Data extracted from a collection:
Issue #7212, opened 2018-05-02
Add skip_publisher_check to powershell_package resource


kitforbes:
This resource installs a PowerShell module through the PowerShell Package Manager. There are a few modules within the PSGallery that require the `-SkipPublisherCheck` switch to be added to the `Install-Module` command. I have noticed that the Chef run will not fail when PowerShell raises the exception in this case and will make it appear as though the module was successfully installed.

Some more details on this can be found in this [PowerShell Team blog post](https://blogs.msdn.microsoft.com/powershell/2016/09/29/powershellget-and-packagemanagement-in-powershell-gallery-and-github/) from 2016.

tas50:
@Happycoil Fixed this up and it's been merged to master.

PR #7259, opened 2018-05-15
Add skip_publisher_check property to powershell_package

Happycoil:
### Description

Adds a `skip_publisher_check` property and fixes a bug where catalog signing errors would cause the install to fail silently.

### Issues Resolved

https://github.com/chef/chef/issues/7212

### Check List

- [ ] All tests pass

### DIFF
--- a/lib/chef/provider/package/powershell.rb
+++ b/lib/chef/provider/package/powershell.rb
@@ -110,12 +110,14 @@ class Chef
 
         def build_powershell_package_command(command, version = nil)
           command = [command] unless command.is_a?(Array)
+          cmdlet_name = command.first
           command.unshift("(")
           %w{-Force -ForceBootstrap}.each do |arg|
             command.push(arg)
           end
           command.push("-RequiredVersion #{version}") if version
-          command.push("-Source #{new_resource.source}") if new_resource.source && command[1] =~ Regexp.union(/Install-Package/, /Find-Package/)
+          command.push("-Source #{new_resource.source}") if new_resource.source && cmdlet_name =~ Regexp.union(/Install-Package/, /Find-Package/)
+          command.push("-SkipPublisherCheck") if new_resource.skip_publisher_check && cmdlet_name !~ /Find-Package/
           command.push(").Version")
           command.join(" ")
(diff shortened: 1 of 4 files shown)


lib/chef/resource/powershell_package.rb
```diff
@@ -37,6 +37,7 @@ class PowershellPackage < Chef::Resource::Package
       property :package_name, [String, Array], coerce: proc { |x| [x].flatten }
       property :version, [String, Array], coerce: proc { |x| [x].flatten }
       property :source, [String]
+      property :skip_publisher_check, [true, false], default: false
```
tas50: If you add introduced: '14.2' we can make sure this displays correctly on the docs site when we start autogenerating resource docs. You should also add description: 'something something' so we know how to document this on the docs site

lib/chef/provider/package/powershell.rb
```diff
@@ -53,7 +53,9 @@ def candidate_version
         # Installs the package specified with the version passed else latest version will be installed
         def install_package(names, versions)
           names.each_with_index do |name, index|
-            powershell_out(build_powershell_package_command("Install-Package '#{name}'", versions[index]), timeout: new_resource.timeout)
+            cmd = powershell_out(build_powershell_package_command("Install-Package '#{name}'", versions[index]), timeout: new_resource.timeout)
+            next if cmd.nil?
```
tas50: Are you trying to check for an error here? next unless cmd.error? might make more sense if so

Happycoil: If I remember correctly `cmd` is `nil` if the command is successful, so this is to guard against a `NoMethodError` from the next line.

lib/chef/resource/powershell_package.rb
Happycoil: Added

lib/chef/provider/package/powershell.rb
lamont-granquist: that sounds like an enormous bug in powershell_out if its true, it should always return a mixlib-shellout object.

PR #7261, opened 2018-05-15
hostname: Anchor the hostnamectl regex so we always update when necessary

### LINKED ISSUE #7260: resource hostname: regex matches short hostnames AND fqdn
https://github.com/chef/chef/blob/c0609e449135fae43d436136a4f0fd3889a9b8f1/lib/chef/resource/hostname.rb#L119

This regex matches
`foo-bar`
as well as
`foo-bar.example.com`

This is a real deal breaker when trying to change a FQDN hostname into a short hostname

lamont-granquist:
closes #7260


lamont-granquist:
🚧 needs to be validated and needs a test

PR #7273, opened 2018-05-16
we removed the state default property in 13

thommay:
This sucks for folk upgrading where a cookbook uses a property called state, like https://github.com/chef-cookbooks/openssl/pull/70

### DIFF
--- a/.expeditor/config.yml
+++ b/.expeditor/config.yml
@@ -23,6 +23,9 @@ github:
   # The file where our CHANGELOG is kept. This file is updated automatically with
   # details from the Pull Request via the `built_in:update_changelog` merge_action.
   changelog_file: "CHANGELOG.md"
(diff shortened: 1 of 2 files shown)


.expeditor/config.yml
```diff
@@ -23,6 +23,9 @@ github:
   # The file where our CHANGELOG is kept. This file is updated automatically with
   # details from the Pull Request via the `built_in:update_changelog` merge_action.
   changelog_file: "CHANGELOG.md"
+  # This will trigger an Omnibus build with EXPIRE_CACHE enabled after
```
coderanger: Intentional?

thommay: Yup; the pipelines are sadly fragile when changing ruby versions and this is the safest way to get working chef-12 builds.

Issue #7269, opened 2018-05-16
systemd_unit user mode exception


mal:
## Description
`systemd_unit` [documentation](https://docs.chef.io/resource_systemd_unit.html#properties) specifies `user` to be a `string`. However when using a string username, a `TypeError` is thrown:

```
no implicit conversion of String into Integer
```

## Chef Version
Chef: 14.1.1

## Platform Version
Ubuntu 18.04 Desktop

## Replication Case

```rb
systemd_unit 'testcase.service' do
  content <<~EOF
    [Unit] # junk definition, but enough to show issue
  EOF
  user ENV['USER']
  action :create
end
```

## Client Output & Stacktrace
https://gist.github.com/mal/dd155ccad07376157bed4e4206f8b12c

## Observations

`Etc.getpwuid` only appears to accept a UID, perhaps it should be using `Etc.getpwnam` instead? Or some method that decides which to use based on input type?

Potentially affects the systemd provider for the `service` resource too: https://github.com/chef/chef/pull/6833/files

mal:
Fixed by https://github.com/chef/chef/pull/7274

PR #7274, opened 2018-05-16
Fix systemd_unit user context

mal:
### Description

- Switches out `Etc.getpwuid` for `Etc.getpwnam` in `systemd_unit` provider and `systemd` provider for `service` resource in order to correctly handle usernames set on the resources.
- Fixes issue where `daemon-reload` would be called at the system level for user level unit changes which would leave the updated user units in an incomplete state.

### Issues Resolved

https://github.com/chef/chef/issues/7269

### Check List

- [x] All tests pass

### DIFF
--- a/lib/chef/provider/service/systemd.rb
+++ b/lib/chef/provider/service/systemd.rb
@@ -77,7 +77,7 @@ class Chef::Provider::Service::Systemd < Chef::Provider::Service::Simple
 
   def get_systemctl_options_args
     if new_resource.user
-      uid = Etc.getpwuid(new_resource.user).uid
+      uid = Etc.getpwnam(new_resource.user).uid
       options = {
         :environment => {
           "DBUS_SESSION_BUS_ADDRESS" => "unix:path=/run/user/#{uid}/bus",
--- a/lib/chef/provider/systemd_unit.rb
+++ b/lib/chef/provider/systemd_unit.rb
@@ -219,7 +219,7 @@ class Chef
       end
 
       def daemon_reload
-        shell_out_with_systems_locale!("#{systemctl_path} daemon-reload")
+        shell_out_with_systems_locale!("#{systemctl_cmd} daemon-reload", systemctl_opts)
       end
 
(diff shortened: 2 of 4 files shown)


lib/chef/provider/service/systemd.rb
```diff
@@ -77,7 +77,7 @@ def define_resource_requirements
 
   def get_systemctl_options_args
     if new_resource.user
-      uid = Etc.getpwuid(new_resource.user).uid
+      uid = Etc.getpwnam(new_resource.user).uid
```
thommay: This'll explode if users have previously been using UIDs here:
```
irb(main):003:0> Etc.getpwnam 501
        3: from /Users/thom/.rubies/ruby-2.5.1/bin/irb:11:in `<main>'
        2: from (irb):3
        1: from (irb):3:in `getpwnam'
TypeError (no implicit conversion of Integer into String)
```
probably better to call the right thing if we have a string or an int.

mal:
I don't understand why the tests fail, it runs fine on my local machine. The errors read like the mocking of `Etc.getpwnam` isn't being done correctly, but it looks correct. Any pointers would be very welcome.

lib/chef/provider/service/systemd.rb
lamont-granquist: regardless we should accept both in the API.

there's fairly horrible problems with glibc caching+ruby and when chef creates the username where uids are required in apis like this in order to work around the problems (or else people need to run nscd, but everyone irrationally hates nscd).

mal: Any hope of that being a separate task? This was just meant to be a quick fix for something that's currently outright broken. Adding support and accompanying tests for allowing `user` to be a UID in the `service` and `systemd_unit` resources is not something I really want to take on.

thommay: Yeah, let's file a bug for that and merge this.

thommay:
Thanks @mal, this is a great fix!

How to complete this task: Scan the entries above and copy each line where "matches" occurs.

Your solution:
### LINKED ISSUE #7260: resource hostname: regex matches short hostnames AND fqdn
This regex matches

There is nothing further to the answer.